In all of these cases, the international principle respecting the "territorial integrity" of existing states has so far trumped the yearning of small nationalities for their own statehood. Citing that rule, Moscow launched a brutal military campaign in 1999 that has since largely succeeded in reintegrating Chechnya as a province of Russia.

But Russia's relations with Georgia, Moldova, and Azerbaijan have soured in recent years, as those countries have broken from Moscow's orbit and charted a more pro-West course. That, plus the precedents being set in the former Yugoslavia, has led some nationalist politicians in Moscow to demand the Kremlin salvage what influence it can in the region by granting recognition - or even membership in the Russian Federation - to some of those breakaway entities.

Transdniestria has already signed an economic pact with Moscow that will allow the tiny but heavily-industrialized territory to sell its goods in Russia and eventually join the Russian ruble's currency zone. Also in the focus of Russia's changing policies are the breakaway Georgian republics of South Ossetia and Abkhazia.

"Russia needs to be more active in solving the problems of Abkhazia and South Ossetia," says Igor Panarin, a professor at the official Diplomatic Academy in Moscow, which trains Russian diplomats. "Both the people and governments of [these statelets] want to join Russia, and there's every legal reason for them to do so. Polls show the majority of Russians support this, too."

Eduard Kokoity, president of the Georgian breakaway republic of South Ossetia, said last week he will ask Russia to annex his statelet, which has existed in legal limbo since driving out Georgian forces in a bitter civil war in the early '90s. "In the nearest future, we will submit documents to the Russian Constitutional Court proving the fact that South Ossetia joined the Russian Empire together with North Ossetia as an indivisible entity and never left Russia," Mr. Kokoity said.

South Ossetia, with a population of about 70,000, is ethnically and geographically linked with the Russian Caucasus republic of North Ossetia. Experts say there is a local campaign, supported by Russian nationalists, to join the two territories into a new Moscow-ruled republic that would be named "Alania" - the ancient name of the Ossetian nation. "South Ossetia really wants to join Russia, and I wouldn't rule this out as a long-term prospect," says Suslov.
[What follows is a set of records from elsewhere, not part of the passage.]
PR #2290, opened 2026-07-26
Review human ACTR8 (ARP8): a complex-level phenotype that became five gene-level rows

cmungall:
## ACTR8 (ARP8, hArp8) — INO80's nucleosome-recognition module

`Q9H981`, 624 aa, Swiss-Prot. **37 rows: 14 ACCEPT · 13 KEEP_AS_NON_CORE · 4 MARK_AS_OVER_ANNOTATED · 6 NEW · 0 REMOVE · 0 MODIFY.**

ARP8 is unusually well characterised for a nuclear actin-related protein — a 2.6 Å ATP-bound crystal structure (PDB 4FO0), nanomolar `K_d`s for nucleosomes and the H3–H4 tetramer, a measured ATPase, a demonstrated ssDNA preference, and an INO80-independent mitotic role. GOA reflects almost none of it. So the risk here was mis-scoping rather than over-annotation, and the two defects found are both about **how evidence travelled**, not about wrong biology.

### 1. A complex-level phenotype became five gene-level rows on ACTR8 — and on 14 other genes

Five of the 31 GOA rows (`GO:0000723`, `GO:0006282`, `GO:0045739`, `GO:0045995`, `GO:1904507`) are Ensembl Compara `IEA` transfers from mouse Actr8. Tracing the mouse side:

- all five mouse annotations come from **one** paper, `PMID:23979016`, and all five are `assignedBy: ComplexPortal`;
- QuickGO `reference=PMID:23979016` returns **80 annotations = 16 entities × 5 terms** — `CPX-878` plus **all 15 INO80 subunits** (`Ino80`, `Ino80b/c/d/e`, `Ruvbl1/2`, `Yy1`, `Tfpt`, `Nfrkb`, `Mcrs1`, `Uchl5`, `Actl6a`, `Actr5`, `Actr8`) with byte-identical evidence sets;
- the paper's experiment is an **`Ino80` conditional knockout**. `Actr8` is not named in the abstract and no *Actr8* mouse knockout exists. The phenotype behind `GO:0045995` is literally *"mIno80−/− mouse embryos die early during embryogenesis"*.

ComplexPortal's projection is a documented convention with the complex recoverable from `CPX-878`. The defect is the **second** step: Compara consumes a projected subunit annotation as if it were gene-specific mouse experimental evidence and re-projects it across species, at which point the complex context is gone. Two inferences stacked, presented as one `IEA` from an orthologue.

[...]

PR #2295, opened 2026-07-26
Review human ACTMAP: the actin maturation protease is annotated as a methionine aminopeptidase

cmungall:
## ACTMAP (C19orf54) — the enzyme that acts *on* actin, and the term that calls it a MetAP

ACTMAP is the inverse of the actin-cluster genes reviewed around it: not an actin-related protein,
but the cysteine protease that **acts on** actin. It excises the Nα-acetylated initiator residue of
immature actin post-translationally — the step NAA80 then follows by re-acetylating the newly exposed
Asp2/Glu2. All 6 GOA rows reviewed one-to-one in GOA order; 2 new annotations proposed.

**Actions:** 4 ACCEPT · 2 MODIFY · 1 NEW · 0 REMOVE · 0 UNDECIDED  ·  *(round 2: the second NEW was withdrawn — see below)*

| # | term | evidence | action |
|---|---|---|---|
| 1 | GO:0005737 cytoplasm | IEA (SubCell) | ACCEPT |
| 2 | GO:0004239 initiator methionyl aminopeptidase activity | IEA (Ensembl) | MODIFY → GO:0070005 |
| 3 | GO:0016485 protein processing | IEA (Ensembl) | ACCEPT |
| 4 | GO:0070005 cysteine-type aminopeptidase activity | IDA (FlyBase) | ACCEPT |
| 5 | GO:0004239 initiator methionyl aminopeptidase activity | IDA (UniProt) | MODIFY → GO:0070005 |
| 6 | GO:0016485 protein processing | IDA (UniProt) | ACCEPT |
| 7 | GO:0005522 profilin binding | IPI (proposed) | NEW |

### The headline finding: `GO:0004239` is the wrong term, and it is an ontology gap rather than a curator error

Three grounds, each **computed** by the committed script rather than asserted:

1. **The term means canonical MetAP.** Definition: *"Catalysis of the release of N-terminal initiator
   methionine from peptides"*; **only** EC xref `3.4.11.18`. ACTMAP does not release methionine —
   UniProt's own four Rhea reactions have it releasing `N-acetyl-L-methionine` (or
   `N-acetyl-L-cysteine`), and UniProt deliberately assigns **`EC 3.4.11.-`, not `3.4.11.18`**. The
   2022 paper's central point is that cytoplasmic actin *"defies this rule"*.
2. **The branch requires a free N-terminus that the substrate does not have.** Both `GO:0004239` and
   `GO:0070005` descend from `GO:0008238 exopeptidase activity`, whose definition ends *"…in a
   reaction that **requires a free N-terminal amino group**…"*. ACTMAP's substrate is Nα-acetylated.
   **GO already models the exact analogue correctly:** `GO:0016920 pyroglutamyl-peptidase activity`
   releases a single N-terminal residue whose α-amino group is blocked, and sits under
   `GO:0008242 omega peptidase activity` **+** `GO:0008234 cysteine-type peptidase activity` and
   **not** under `GO:0004177 aminopeptidase activity`. Computed: `under omega peptidase: True`,
   `under cysteine type peptidase: True`, `under aminopeptidase: False`.
3. **The term now conflates two enzyme families.** Censused over five model organisms: 86
   annotations on **74 gene products**, of which **4 are ACTMAP-family** (PTHR28631: human, mouse,
   zebrafish, *Drosophila*) and **70 are not** — `METAP1/1D/2`, yeast `MAP1/MAP2`, `RNPEPL1`, fly
   `MAP1A/MAP1B/und`. One term for both the metal-dependent co-translational MetAPs and the
   cysteine-nucleophile ACTMAP family. **That five-taxon figure understates the family** - it cannot
   see the bovine and *Xenopus* members - so the script also asks each reviewed PTHR28631 member
   directly: **6 of 6 carry the term** (`A6QQD2` bovine ISS, `B0BM95` *Xenopus* ISS, `B0V3H4`
   zebrafish ISS, `J3QPC3` mouse IDA+ISS+ISO+IEA, `Q5BKX5` human IDA+IEA, `Q9VCE8` *Drosophila* ISS).
   Every non-human one is an ISS/ISO/IEA descendant of the human annotation.

**Explicitly not a criticism of the curator.** `GO:0004239` was obsoleted in 2015 and **reinstated
on 2023-03-14** with its present narrow definition (QuickGO: *"This term was reinstated from
obsolete"*); the UniProt IDA is dated **2023-03-31**, 17 days later. The curator took the closest
term that existed. So this is filed as a `proposed_new_terms` request — a cysteine-type *omega*
peptidase term modelled on `GO:0016920` — plus MODIFY to the best term available today (`GO:0070005`,
already on the record with the same IDA support), which retains single-N-terminal-residue release and
the cysteine mechanism while dropping the false EC 3.4.11.18 implication. **One new term would fix
all six reviewed ACTMAP-family gene products, in six species.**

### The activity claim rests on a tested residue, not a domain name

`ACT_SITE 132` in a `Peptidase C39-like` region, with `C132A` catalytically inactive
(`ECO:0000269|PubMed:36173861`) — and independently re-tested four years later by a different lab
with covalent chemistry: butynamide stereoprobes react with WT but **not** C132A ACTMAP, **C119A and
C271A remain reactive** (the specificity control), and the probe destabilises WT but not C132A. So
`GO:0070005` is ACCEPT-ed on mechanism, with the exopeptidase-definition tension recorded as a
`knowledge_gap` rather than used to demote it.

### Both Ensembl IEA rows are reciprocally circular

`WITH/FROM` resolves to `J3QPC3` → `ACTMP_MOUSE`, 361 aa, Swiss-Prot, requested accession returns
itself (not a dead/merged entry). The donor **does** hold its own IDA — but **from the same paper**
(Haahr et al. assayed the human enzyme *and* a mouse knockout in one study), and **three of its four
`GO:0004239` annotations are themselves projections back from human `Q5BKX5`**. So the rows add zero
evidence independent of the human IDA beside them. Kept (the donor is the true 1:1 ortholog), with
`propagation_review` recording `CIRCULAR_PROPAGATION` so they are never counted as a second line of
support.

### The predicted role conflation did not happen in the annotations — it happens in the ontology

The obvious risk for an enzyme acting on actin was that actin's own cell biology would leak onto it
(the ACTL8 shape). **Checked and refuted:** ACTMAP's whole GOA record is 6 rows — cytoplasm, two
protease MF terms, protein processing. No actin-binding, no cytoskeleton, no sarcomere, no
`GO:0005515`. The conflation that *did* occur is at term level (the MetAP-family term above).

Round 1 tried to close the remaining gap — GOA never records that the processed protein *is* actin —
with `GO:0030047 actin modification`, the term **NAA80 carries by IDA from three papers** for the
adjacent pathway step. **That was wrong and has been withdrawn** (see the round-2 section). The
substrate is now recorded with `RO:0002233` has_input extensions to ACTB/ACTG1 on both accepted IDA
rows, which states the same fact with no branch violation and no unwanted ancestry.

### Other checks, including the ones that came back negative

- **No IBA rows at all.** `DR PAN-GO; Q5BKX5; 0 GO annotations based on evolutionary models` —
  despite PTHR28631 being a single-subfamily family (1109 proteins, 845 proteomes, 2999 taxa) with
  one reviewed member per species and IDA-grade human evidence. A PAINT coverage gap, not an error.
- **MGI has never curated the orthologue:** mouse Actmap still carries root `ND` in **all three**
  aspects (`GO_REF:0000015`), so the knockout phenotype from the naming paper is unrepresented in GO.
- **Interaction corpus belongs to a catalytically dead isoform.** All 66 partners in UniProt's
  `CC INTERACTION` block, and **212 of 216** ACTMAP-side IntAct records, are against `Q5BKX5-3`,
  whose `VSP_039884` replaces residues 1–216 and deletes `Cys132`. IntAct's 220 records are 197
  yeast-host Y2H logged under three sub-method names (`two hybrid array` 70 + `prey pooling` 70 +
  `validated two hybrid` 67) — the ACRV1 "NbExp=3 is one screen" pattern. Profilin appears nowhere in
  IntAct. GO has imported none of it, which is right; the profilin annotation rests on the primary
  paper instead, and no part of the Y2H corpus is proposed.
- **The renaming did not split the literature.** PubMed: 3 records for `C19orf54`, 5 for `ACTMAP`,
  the 3 a subset of the 5. The old name survives only in resource metadata (PANTHER family name
  "UPF0692 PROTEIN C19ORF54", `BioMuta; C19orf54`).
- **Sibling cross-check.** Re-run after rebasing onto the `main` that now includes #2290/#2291/#2293:
  no merged review — `ACTR5`, `ACTR8`, `ACTB`, `ACTL7A/7B`, `ACTL8`, `ACTR1A/1B`, `ACTR10` — mentions
  ACTMAP, actin maturation, N-terminal processing or NAA80, and ACTMAP is the only review in the repo
  touching `GO:0004239`; GO:0030047 was likewise untouched before this PR and is untouched again after the round-2 withdrawal.
- **Reference hygiene.** No retractions (`CommentsCorrections` checked for all three PMIDs). The
  affinage record attributes its 2026 finding to "PMID:42159598, PMID:41757055" — the JACS paper and
  **its own bioRxiv preprint** (`UpdateOf`/`UpdateIn`), i.e. one study presented as two sources;
  flagged `LOW_QUALITY` with the preprint kept at `LOW` relevance for provenance only.

### Reproducibility

`genes/human/ACTMAP/ACTMAP-bioinformatics/analyze_actmap_go.py` (standard library only, no deps)
computes every number above from QuickGO and UniProt at run time, builds its source list **from the
GOA `WITH/FROM` field with an assertion** that the counts match token for token, fails loudly on a
missing input file, and fetches `size=2` on identifier lookups with an explicit
`primaryAccession == requested` liveness check. A fresh run was byte-compared against the committed
`RESULTS.md` and `results.json`: both reproduce exactly.

### One of my own claims was wrong, and it is now linted

My first pass wrote "4 gene products in 4 species", read straight off the taxon-restricted census.
The number was right *as scoped* and the sentence built on it was wrong, because the census taxa
exclude two family members. Corrected at all five assertion sites at once - `review.reason`,
`knowledge_gaps[0].resolution`, `suggested_questions[0].question`, the notes, and this PR body - by a
script that asserts each anchor is present before replacing, re-greps afterwards, and verifies that
exactly the intended leaf values changed and no YAML structure did.

Because that is the failure this campaign keeps repeating, the invariant is now committed:
`ACTMAP-bioinformatics/audit_actmap_claims.py` holds the retracted phrasings and the required claims
**with expected occurrence counts**, and `--self-test` breaks the files in a copy to prove every check
can fire (clean baseline silent; retracted phrasing reintroduced, required claim dropped, and guarded
file deleted all reported). Two defects were found by trying to break it rather than by reading it:
my hand-guessed occurrence counts were wrong (2 where the file has 3), and the first version flagged
the notes' own retraction *quote* as a violation.

### Round 2: the reviewer was right, and the decisive fact was not the one it used

`ai4c-reviewer` requested changes on `GO:0030047`: a covalent-modification term proposed for a
proteolytic event, on an *acetylation* precedent that does not transfer — and this file already
demonstrated the side-effect-free alternative, `RO:0002233` has_input extensions.

Checked before conceding, and the check went **against** me, further than the reviewer's own argument:
`GO:0016485 protein processing` is under `GO:0006508 proteolysis` and **not** under
`GO:0036211 protein modification process`, while `GO:0030047` is under `GO:0036211` and **not** under
`GO:0006508`. **The branches are disjoint**, so this is not a question of how loosely "covalent
modification" reads — GO's structure already says a proteolytic process does not live there. (The
term's only child, `GO:0007014 actin ubiquitination`, is additive too.) Same shape as the ABR lesson
that GO keeps the Rac and Rho *regulation* branches disjoint: the structure, not the label, decides.

So: annotation withdrawn, `GO:0030047` removed from `core_functions.directly_involved_in` and from
`cache/go/terms.csv`, has_input extensions added to the accepted `GO:0016485` row (the `GO:0070005`
row already had them), and the `suggested_questions` item rewritten so the **definitional** question
is primary and the placement question secondary. `process_branch_audit()` now computes the branch
flags, NAA80's three IDAs and the fly ortholog's FlyBase ISS rows, so the ancestry and precedent
claims are no longer the only uncomputed ones.

All four non-blocking suggestions taken:

- **The exopeptidase argument does not discriminate the two terms.** Correct — both are under
  `GO:0008238`. The row now says so and attributes that ground to the *term request*, leaving grounds
  1 (wrong released product / wrong EC) and 3 (family conflation) to carry the MODIFY.
- **Row 4's FlyBase-assigner explanation was unsourced.** Split into the verified part (FlyBase holds
  `GO:0070005` and `GO:0016485` ISS on fly `Q9VCE8`, WITH/FROM `UniProtKB:Q5BKX5`, now printed by the
  script) and the causal step, which is labelled a plausible inference rather than a fact.
- **`substrates` listed ACTA1 where the extensions listed only ACTB/ACTG1.** ACTA1 removed; the
  knowledge gap now records that the omission is deliberate.
- **The description stated the alpha-actin activity flatly.** Hedged in both descriptions: established
  for mouse, inferred for human by similarity.

The lint gained the round-2 retractions plus four **structural** invariants on the parsed YAML (no
`GO:0030047` row, none in `directly_involved_in`, has_input on both accepted IDA rows, substrates
limited to the two demonstrated actins), and two new self-test mutations that exercise them — both
report, and the clean baseline stays silent.

### Round 3: a duplicate YAML key, and a number I explained away

The reviewer found a real bug in the round-2 edit: adding provenance to the accepted `GO:0016485` row
produced **two `supported_by:` keys in the same mapping**, and PyYAML keeps the *last* — so the two
`RESULTS.md` entries were deleted before the validator, the renderer, the exporters, `checkquotes.py`
or my own harness could see them. Merged into one four-entry list; verified by the entry count on that
row (2 → 4) and by loading the whole file through a duplicate-key-rejecting loader.

**How it hid is the part worth recording.** The file holds **27** `reference_id: file:` lines while
the parsed check reported **25**, and the notes still carried the round-1 figure of **26**. I had
written "the count moved from 26 to 25 when the `GO:0030047` annotation was withdrawn" — true
arithmetic (that row carried one `file:` quote) and *wrong as an explanation*, because the same round
added two entries that should have made it 27. A coincidence made a rationalisation look like a
reconciliation, on the very number I had just edited. And it is the scope-blindness failure in a new
guise: **every quote gate here walks the parsed document, so none can see a quote parsing removed.**
The gate reporting clean was not weak, it was blind. Post-fix: raw 27 = parsed 27, `checkquotes`
40/40.

Two guards added: `audit_actmap_claims.py` now loads the review through a `_StrictLoader` that
**raises** on a duplicate mapping key, and separately cross-checks **raw against parsed** so a
discarded entry surfaces as an arithmetic mismatch even if the loader were bypassed. A seventh
self-test case reintroduces the exact duplicate key; both fire.

Whether a duplicate-key-rejecting loader belongs in the **shared** validator is deliberately left
open — `src/ai_gene_review/validation/` is shared infrastructure and out of scope for a gene PR — but
nothing in the repo would flag this today, so it is worth raising separately.

Both other suggestions taken: the `render()` disjointness sentence had its boolean interpolated but
its explanatory clause hardcoded, so it is now generated from the per-term flags with a warning
appended if the test ever fails; and `assert_complete_page()` now refuses any QuickGO response where
`len(results) != numberOfHits`, naming the fix, so `census()` and `family_wide_usage()` can no longer
report a total from `numberOfHits` beside a breakdown from a capped page. Verified against a synthetic
truncated response. The stale `26` in the notes is dropped rather than re-stated.

### Round 5: the guard its own self-test could not reach, and a count that conflated two keys

Both approval-round observations were right, and between them they were the last places the tooling
claimed more than it demonstrated.

**The self-test could not reach the raw-vs-parsed check.** Case 7 reintroduces the duplicate key, but
`_StrictLoader` raises and `check_structural()` returns *before* the arithmetic runs — so the one check
whose purpose is to survive a bypass of the loader had no case that fired it, in a file whose stated
standard is "prove every check can actually fire". And the notes recorded a verification "on a
synthetic document" that lived only in a throwaway command — not reproducible from the repo, the same
defect as the coverage sentence fixed a round earlier. Fixed by factoring out `_cross_check(raw, doc)`
and adding **case 8**, which calls it directly on a synthetic (raw, parsed) pair: silent on a matched
pair, reporting on a lossy one. Eight cases, all firing, baseline silent.

**The arithmetic covered only `file:` references**, leaving PMID and GO_REF ids outside it, so a
duplicate key discarding a PMID-only `supported_by` list would have been invisible to the very check
that exists to back the loader up. Now counts every `reference_id` on both sides.

**One measurement correction.** The review cites "46 `reference_id` lines", and a bare
`grep -c reference_id:` does report 46 — my own grep had agreed. But **7 of those are
`original_reference_id:`**, a different key naming the annotation's own GOA reference, carrying no
supporting_text and belonging to no list. The honest total is **39**, and raw 39 now equals parsed 39.
Insisting the numbers reconcile rather than adopting the quoted figure surfaced two real bugs in the
new code: the first regex omitted the `- ` list marker and so matched **nothing**, reporting a spurious
39-entry loss, and the same omission made the synthetic assertion fail. Both were visible only from
running the check on real input.

### Gates

Figures are as of the current head. `checkquotes.py` **40/40** clean; an additional **exact** (not
whitespace-normalised) check on all **27** `file:` quotes, to catch a UniProt quote crossing a
`CC       ` continuation — clean, and **raw 27 = parsed 27**, which is the reconciliation that the
round-3 duplicate-key bug broke. `just validate human ACTMAP` → `✓ Valid`, with one warning left
standing deliberately ("no annotation references the deep research file"): the affinage record's
substance is all traceable to PMIDs that are cited directly, and the standing rule forbids quoting a
provider sentence as `supporting_text` for a mechanistic claim. `cache/go/terms.csv`: **0 deletions**,
exactly **1** addition (`GO:0070005`) appended at EOF without re-sorting, the two pre-existing
duplicates unchanged. Note `just validate` silently **de-duplicated** main's `GO:0001675` and
`GO:0009566`; that unrelated change was reverted. The lint's **7** self-test cases all fire with a
silent clean baseline, and a fresh script run byte-reproduces the committed `RESULTS.md` and
`results.json`.

### Round 4: the three non-blocking items from the approving review

Two were accuracy defects in committed files rather than polish, so they were fixed rather than
deferred. **The truncation guard covered 2 of 6 `/annotation/search` call sites** while the notes
described it generally — an overclaim, and the uncovered `source_evidence()` is exactly what the
`CIRCULAR_PROPAGATION` disposition rests on; all six are now guarded and the notes name the single
deliberate exception (the `limit=1` probe that exists only to read `numberOfHits`, where the guard
would correctly abort). **The raw-vs-parsed check keyed the parsed side on `supporting_text` being
truthy** while the raw side counted every `reference_id: file:` line, so a future bare `file:`
provenance entry — legal in the schema — would have been reported as a discarded entry when nothing
was discarded; a false positive in a guard is worse than no guard, so the count is now keyed on
`reference_id` alone and verified on a synthetic document mixing both forms. The third item was these
Gates figures, now current.

---

> [!NOTE]
> **Low Risk**
> Adds documentation, gene-local Python audit scripts, and ontology cache data only; no changes to shared application runtime or auth paths.
> 
> **Overview**
> Introduces the **human ACTMAP (Q5BKX5)** annotation review package: curated sources (`ACTMAP-goa.tsv`, UniProt dump, Affinage notes), a large `ACTMAP-ai-review.yaml`, and reviewer notes documenting disposition of all six GOA rows.
> 
> **Curation conclusions:** Accept cytoplasm, `GO:0070005`, and protein processing; **modify** both `GO:0004239` (initiator methionyl aminopeptidase) rows to **`GO:0070005`** because ACTMAP releases N-acetyl-methionine, not free Met, and the term conflates METAPs with the ACTMAP family; **propose** `GO:0005522` profilin binding; record **ACTB/ACTG1** `has_input` extensions; withdraw a proposed `GO:0030047` actin modification row after showing proteolysis and modification sit in disjoint GO branches. A **`proposed_new_terms`** entry requests an omega-peptidase-style term for Nα-acetyl N-terminal release.
> 
> **Reproducibility:** `analyze_actmap_go.py` pulls QuickGO/UniProt, audits WITH/FROM circularity, peptidase-branch placement, and a **6/6** PTHR28631 family census; committed `RESULTS.md` / `results.json`. `audit_actmap_claims.py` lints cross-file numeric claims, rejects duplicate YAML keys, and cross-checks raw vs parsed `reference_id` counts.
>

Abkhazia, a sub-tropical Black Sea enclave, expelled its Georgian residents during the 1992-93 civil war, and now is home to about 200,000 ethnic Abkhaz who eke out a living exporting fruit to Russia and welcoming the few Russian tourists that visit each year.

Georgians cry foul, and complain the entire issue is a made-in-Moscow land grab. "South Ossetia and Abkhazia were created as a Bolshevik divide-and-rule device to control Georgia, and they are still being used that way," says Alexander Rondeli, president of the Strategic and International Studies Foundation, an independent think tank based in the Georgian capital, Tbilisi. "What is actually going on is the de facto annexation of these territories by Russia. Since Russia is strong, the Western powers let it do whatever it wants."

Many Western experts argue that the process of dismantling the former Yugoslavia is a unique event, directly supervised by the UN and carried out with a maximum of democratic safeguards. If Russia acts alone in its region, it risks alienating the world and multiplying regional conflicts. "This is a double-edged sword," says Ariel Cohen, a senior researcher at the Heritage Foundation in Washington. "By recognizing Moscow-supported statelets, Russia would perpetuate frictions for decades to come. Post-Soviet borders should remain inviolate. This would save a lot of headaches, first of all for Russia itself."

But for now, the mood in Moscow appears to be hardening. "We disagree with the concept that Kosovo is a unique case, because that runs counter to the norms of international law," Russian Deputy Foreign Minister Vladimir Titov warned in an interview with Vremya Novostei, a Russian newspaper, last week. "The resolution on Kosovo will create a precedent in international law that will later be applied to other frozen conflicts."